In the records below, find each line containing the word "secondary" and copy it.

:: The data ::

PR #15564, opened 2023-09-12
feat(replica): review config/status tab

flegastelois:
| Q             | A
| ------------- | ---
| Bug fix?      | no
| New feature?  | yes
| BC breaks?    | no
| Deprecations? | no
| Tests pass?   | yes
| Fixed tickets | N/A

- ~~TODO: test if current connect database user have corrects grants to use "show master status" or "show slave status"~~

image

image


flegastelois:
image

Is this sufficient as an error message in case of missing "grant"?

flegastelois:
image

After the last commit (note that this is a MySQL error message).

templates/pages/setup/general/dbreplica_setup.html.twig
```diff
@@ -52,10 +58,113 @@
...
+                  <div id="collapse-primary" class="accordion-collapse collapse" aria-labelledby="heading-primary" data-bs-parent="#accordion-primary">
+                     <div class="accordion-body">
+                        {% if primary_unknow %}
+                           <div class="alert alert-danger" role="alert">
+                              <span class="text-secondary">{{ __('MySQL server returned an error') }}:</span>
+                              <p class="mt-2">{{ replication_status['primary']['error'] }}</p>
+                           </div>
+                        {% else %}
+                           <ul class="p-0 list-unstyled space-y-3">
+                              <li><span class="text-secondary">Server ID:</span> {{ replication_status['primary']['server_id'] }}</li>
```
trasher, line 102: Is that intended those strings are not translatable?

trasher (commented):
Seems good to me appart comment on translations

templates/pages/setup/general/dbreplica_setup.html.twig
flegastelois: I told myself that as these are technical terms, linked to MySQL variables which are in English, the translation does not make sense.

flegastelois:
Switch to draft again, I have to find a good solution to display the current "Difference between main and replica", indicating that it is not the value of the MySQL status, but a comparison of the date_mod of the glpi_logs table...

Issue #403, opened 2016-01-27
erreur dans log php


Sismic:
2016-01-27 17:32:14 [26@PLAGLPI001]
  *** PHP Notice(8): Undefined index: lock_use_lock_item
  Backtrace :
  inc/objectlock.class.php:379
  inc/commonglpi.class.php:1117                      ObjectLock::manageObjectLock()
  front/ticket.form.php:181                          CommonGLPI->display()

tomolimo:
Hello
How do reproduce the errors?
Thank you
Tomolimo


-------- Original message --------
From: Sismic
Date:27/01/2016 17:33 (GMT+01:00)
To: glpi-project/glpi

:::

Solution to the exercise
+                              <span class="text-secondary">{{ __('MySQL server returned an error') }}:</span>
+                              <li><span class="text-secondary">Server ID:</span> {{ replication_status['primary']['server_id'] }}</li>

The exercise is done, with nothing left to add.